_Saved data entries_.
PR #641, opened 2020-12-17
Allow PickIlluminaIndices to choose from an existing set of candidates

nh13:


src/main/java/com/fulcrumgenomics/util/PickIlluminaIndicesCommand.java
```diff
@@ -318,6 +319,7 @@ protected int execute() {
             if (first.minEditDistance() > lastMinEdit) {
                 lastMinEdit = first.minEditDistance();
                 log.info("There are " + count + " indices with a minimum edit distance of " + lastMinEdit);
+                if (count == N_INDICES) break;
```
nh13, line 322: This is a corner case bug.  If we have N candidate indices and also want N candidate indices, then without this we remove one and so return `N-1` indices.  This only mattered when the # of candidate indices was the same as the target # of indices, which is non-sensical without providing a list of indices from which to pick

tfenne (approved):
My only request is for better usage on the CLP.  I think the main usage should mention this option since it significnatly changes how the tool works.  And in the param usage I think you should mention it expects a file with one index per line and nothing else.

_Your goal_. Copy each record above so that no word or mark differs.

_Response to this task_.
PR #641, opened 2020-12-17
Allow PickIlluminaIndices to choose from an existing set of candidates

nh13:


src/main/java/com/fulcrumgenomics/util/PickIlluminaIndicesCommand.java
```diff
@@ -318,6 +319,7 @@ protected int execute() {
             if (first.minEditDistance() > lastMinEdit) {
                 lastMinEdit = first.minEditDistance();
                 log.info("There are " + count + " indices with a minimum edit distance of " + lastMinEdit);
+                if (count == N_INDICES) break;
```
nh13, line 322: This is a corner case bug.  If we have N candidate indices and also want N candidate indices, then without this we remove one and so return `N-1` indices.  This only mattered when the # of candidate indices was the same as the target # of indices, which is non-sensical without providing a list of indices from which to pick

tfenne (approved):
My only request is for better usage on the CLP.  I think the main usage should mention this option since it significnatly changes how the tool works.  And in the param usage I think you should mention it expects a file with one index per line and nothing else.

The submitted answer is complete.